# Premixed gas/oil vs. DIY



## longislandcamper22 (Jan 7, 2017)

I've never had a problem making my own 50:1 mix for my leaf blowers and trimmers. I make a batch, add stabilizer and everything still runs fine when I reach the end of the can even if it's 6 months later. That was until I got a 98CC Toro snowblower a few years ago.

The carb on this little thing gums up all the time, even after a recent cleaning. Quite a few times I would make a new batch of gas and clean the carb right before a storm. I'd start her up the day before the storm and there were no issues. The very next day when I went to use it on the driveway it wouldn't start. :smiley-confused013:So frustrating. Keep in mind the leaf blower and trimmer would still work fine even if they weren't used in months from the same gas.

Last week the snowblower wouldn't start again on a fresh batch of gas. Usually all I have to do it remove the main jet, clean out the holes on the side of the main jet and then I'm good to go. I did and she still wouldn't start last week. Today I finally got around to looking at it. I siphoned all the gas out and removed the carb.
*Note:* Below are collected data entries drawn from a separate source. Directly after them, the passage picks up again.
Issue #3955, opened 2019-02-04
multilingual start controller


rallek:
| Q                 | A
| ----------------- | ---
| Zikula Version    | 2.0.12
| PHP Version       | 7.1

### Expected behavior
In the start setting the start controller should be multilingual as well

### Actual behavior
![grafik](https://user-images.githubusercontent.com/935250/52237579-376e6f80-28ca-11e9-9d49-7301326ced9e.png)
only meta keywords are multilingual

### Steps to reproduce
install ContentModule and try to setup a page for German and a translation for English

rallek:
ups, If I use the same slug for german and english it seems to work propperly.
But nevertheless it would be a nice feature to be able to have a different start module setting for each language

Guite:
Of course this issue is a valid feature request.

rallek:
the value for this page is in both cases ``seiten/startseite`` and it is always showing the English page.

Guite:
@rallek please add the patch from https://github.com/zikula/core/commit/67b78dcbe7673f3c54c0d11906ed600d413f5f40 and try again...

Guite:
seems I added this during last camp btw ;-)

rallek:
same behavior. 

What should have changed? equal slug should language sensitive?

I deleted the folder ``prod`` inside cache after uploading the file.

rallek:
I am using zk 2.0.12. There this fix is already included. So I am able to set content as a startmodule.

rallek:
rechecked it right now. Might be it is working. Need further tests! Please keep this ticket open for some days until I can confirm.

rallek:
It is working fine now for ContentModule. But nevertheless it would be great to have the setting also multilingual.

craigh:
@Guite I don't understand this ticket. If you want to implement, please go for it.

Guite:
I am going to add the following changes:

- add support for GET, POST and Request parameters (like in Content's controller type, see [here](https://github.com/zikula-modules/Content/blob/master/extensions/Zikula/ContentModule/ContentType/Form/Type/ControllerType.php#L30-L57))
- add the possibility to enter this for each installed/available language with first fallback to default language and second fallback to nothing (static home page)

Guite:
Probably create a dedicated form type for centralising/grouping these four fields (controller, query, request, attributes) to simplify repeated usage.

PR #4122, opened 2020-02-08
extended start page settings for more options and different vars per language

Guite:
| Q                 | A
| ----------------- | ---
| Bug fix?          | no
| New feature?      | yes
| BC breaks?        | no
| Deprecations?     | no
| Fixed tickets     | #3955 
| Refs tickets      | -
| License           | MIT
| Changelog updated | yes

## Description

This PR includes the following changes:

- add support for GET and Request parameters for the start page controller
- centralise all related fields into a dedicated form type in `FormExtensionBundle` (controller, query, request, attributes) to simplify repeated usage
- a dropdown allows to choose a route/controller combination
- add the possibility to enter this for each installed/available language
- makes the `_route` argument properly available to the sub request

## Screenshot

Screenshot_20200210_185055

## Todo post-merge

- adaption/reuse in Content (also use shorthand syntax [here](https://github.com/zikula-modules/Content/blob/master/extensions/Zikula/ContentModule/ContentType/ControllerType.php#L127) and [here](https://github.com/zikula-modules/Content/blob/master/extensions/Zikula/ContentModule/ContentType/ControllerType.php#L165); also remove [this](https://github.com/zikula-modules/Content/blob/master/extensions/Zikula/ContentModule/ContentType/ControllerType.php#L137-L145))


src/Zikula/CoreBundle/Controller/MainController.php
```diff
@@ -46,22 +56,57 @@ public function __construct(ZikulaHttpKernelInterface $kernel, VariableApiInterf
...
+
+        $isValidStartController = true;
+        $startController = $startPageInfo['controller'];
+        if (!isset($startPageInfo['controller']) || !is_string($startPageInfo['controller'])) {
+            $isValidStartController = false;
+        } elseif (false === mb_strpos($startController, '\\') || false === mb_strpos($startController, '::')) {
+            $isValidStartController = false;
+        } else {
+            [$vendor, $bundleName] = explode('\\', $startController);
+            $bundleName = $vendor . $bundleName;
```
craigh: please use `$extensionName` instead of `$bundleName`

src/Zikula/CoreInstallerBundle/Helper/ParameterHelper.php
```diff
@@ -148,12 +148,27 @@ public function finalizeParameters(bool $configureRequestContext = true): bool
...
         if (isset($params['upgrading'])) {
             $params['zikula_asset_manager.combine'] = false;
-            $startController = $this->variableApi->getSystemVar('startController');
-            [$moduleName] = explode(':', $startController);
-            if (!$this->kernel->isBundle($moduleName)) {
-                // set the 'start' page information to empty to avoid missing module errors.
-                $this->variableApi->set(VariableApi::CONFIG, 'startController', '');
-                $this->variableApi->set(VariableApi::CONFIG, 'startargs', '');
+
+            // unset start page information if needed to avoid missing module errors
```
craigh: "if needed"... not sure this is a good idea. easier to simply unset it all and allow the site admin to reset manually.

Guite: sounds too much to do this on *every* update... maybe we could detect if it is a major upgrade?

src/Zikula/FormExtensionBundle/Form/Type/ControllerType.php
```diff
@@ -0,0 +1,106 @@
+<?php
```
craigh: IMO this should be back in settings module. it is very specific to that usage and not a general purpose "ControllerType" validator. Someone may come along later and wonder why it doesn't work for that purpose.

craigh: ah - it is not a validator - still the point remains valid. this is a very specific form type, not a general purpose. please move to SettingsModule

Guite: This isn't a validator, but a form type. At least Content will use it, too. It may useful whereever a sub request should become configurable.

src/Zikula/CoreInstallerBundle/Helper/ParameterHelper.php
craigh: disagree. It isn't _that_ much to do and is far safer.

Guite: changed like you wish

Turns out the same holes I unclogged last week were clogged again as well as the center hole so I poked some wire through, sprayed some carb cleaner and hit everything with my air compressor. I sprayed down the rest of the carb but I never removed the float and needle. I then cleaned out the float bowl and put everything back together and put in some of the store bought 50:1. Two pulls later and she started. Woo hoo! 5 seconds later she died. 
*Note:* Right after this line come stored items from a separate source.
Issue #4115, opened 2020-02-06
make more public services private?


craigh:
https://github.com/zikula/core/blob/0e09cf99c2947552b5382a5e5ec6cb11e9eac763/src/system/ExtensionsModule/Resources/config/services.yaml#L22

is there any way to test some of these again? I think many of them no longer need to be public anyway due to refactoring since the original conversion.

Guite:
search for `get(TheType::class)` in whole `src/` directory?

craigh:
how did you figure it out in the first place when you refactored all that?

Guite:
Exceptions where thrown like "could not access xy service using container because it is private".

OK, I figured maybe there was still some bad gas somewhere so I primed and pulled and she started right up and didn't shut down. That worked well until she shut down about a minute later. lol She would also immediately shut down when moving the choke too.
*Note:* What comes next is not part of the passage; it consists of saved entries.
PR #4139, opened 2020-02-18
Module docs/help system

### LINKED ISSUE #3739: Module docs
| Q                 | A
| ----------------- | ---
| Zikula Version    | 2.x.x
| PHP Version       | 5.x

Hi, I just realized that someone I think @Guite have done nice help function for admin panel module.
I remember thinking about that long time ago and this help function could do a lot of good things like load files from docs directory there is another similar help function in extensions module. 

It's feature to discuss we could have nice docs for users, admins and developers (dev mode) but this requires that we/developers would need to add to ``Resources/docs`` folders like ``user admin dev `` in each module and place there some doc files (or something like that) so help function could read those and display. Other options like different languages etc.. are also possible. This is a general idea to discuss.

Guite:
| Q                 | A
| ----------------- | ---
| Bug fix?          | no
| New feature?      | yes
| BC breaks?        | no
| Deprecations?     | no
| Fixed tickets     | fixes #3739
| Refs tickets      | -
| License           | MIT
| Changelog updated | yes

## Description

This PR implements the innovations proposed in [this comment](https://github.com/zikula/core/issues/3739#issuecomment-587462105).

## Todo Post-Merge

- [ ] Add simple doc to VA modules
- [ ] Add simple doc to generator


docs/AccessControl/Authentication/ZAuthConfiguration.md
```diff
@@ -0,0 +1,113 @@
...
+to control how the extension handles various aspects of its functions and features.
+
+## User credential settings
+
+These options control various aspects of how the user logs into the system and
+how his account credentials are managed.
+
+### Minimum length for user passwords
+
+Default: 5
```
craigh: default is 8. minimum is 5

Guite: thanks! fixed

I guess I'll have to go back and tear into the float now but stupid me was hoping I solved the problem. Later in the week I'll look into it again and if I get it running properly then I'm either going to stick with the store bought 50:1 fuel or make my own mix with ethanol free gas. I'm sick of this thing clogging up and now that I purchased a two stage Ariens this thing will sit for longer periods of time before use. 

What are your thoughts?


----------



## Rob711 (Feb 5, 2015)

I've been using premixed from lowes, my weedwacker runs better and I don't have to worry about adding stabilizer, smells better too! Kinda pricey though


----------



## JD in NJ (Dec 21, 2016)

Have you cleaned out your fuel tank and lines to make sure that you're not just running crud back into the carb immediately?


----------



## e.fisher26 (Nov 6, 2016)

Theres a lot of passages behind the welch plugs in the snowblower carb. They slowly fill with gas, and eng will run then die after the passages are drained and cant keep up when clogged. Is this a single stage blower with a 90cc eng?


-efisher-


----------



## detdrbuzzard (Jan 20, 2012)

I've always used seafoam to help keep the carb cleaned, stabilizer won't do that


----------



## e.fisher26 (Nov 6, 2016)

A simple inline fuel filter may take care of crap on the tank. Stabil for gas longevity, and sea foam for carb


-efisher-


----------



## mrfixit (Dec 3, 2016)

Agree with detdrbuzzard.
Use it all the time. SeaFoam is always in stock.

Everybody treats for storage rarely for cleaning.


----------



## Boosted3g (Oct 9, 2016)

I've been using stihl motomix in both my chainsaws, a leaf blower and my hedge trimmer for years without a problem. They will start in any weather every time. Stihl doubled my warranty if I bought 6 cans of fuel so I just kept using it since it works so well and there is most certainly a power increase.


----------



## Duff Daddy (Sep 22, 2014)

Vp has has ALOT of issues with their premix... I make my own with stihl 2 stroke mix

Sent from my SM-N900P using Tapatalk


----------



## e.fisher26 (Nov 6, 2016)

Walmart has a briggs&stratton brand mix, depot has a powercare mix, lowes has good brand... VP price is ridiculous, double then most, glad i didnt try it. 


-efisher-


----------



## DuffyJr (Oct 15, 2015)

JD in NJ said:


> Have you cleaned out your fuel tank and lines to make sure that you're not just running crud back into the carb immediately?


Got to agree, carbs shouldn't gum up that quick. If you've been using E10 your fuel lines could be deteriorating on the inside or you just got some dirt in the tank. I would clean tank and install a new fuel line. The fact that your other equipment is running fine on the same gas would suggest this.

Pull the line off the carb and let it drain into a glass jar, if it's that bad you will see the culprit.


----------



## mrfixit (Dec 3, 2016)

The Briggs and Stratton brand is what my Toro dealer sells.


----------



## mikeinri (Mar 16, 2015)

Don't want to jinx myself, but I've had outstanding success/luck with Echo oil and 93 octane gas, used in my Husqvarna chainsaw, Stihl trimmer, and Echo backpack blower. Can't get gas here without ethanol. I sometimes add SeaFoam for good measure, but no extra stabilizers.

Mike


----------



## longislandcamper22 (Jan 7, 2017)

I just got some seafoam today. I got the liquid and the aerosol. I plan to redo the carb in the next few days. I've already got a bit of the premixed store bought 50:1 in the machine so after cleaning the carb I'll dump some liquid seafoam in the gas tank and see what happens.


----------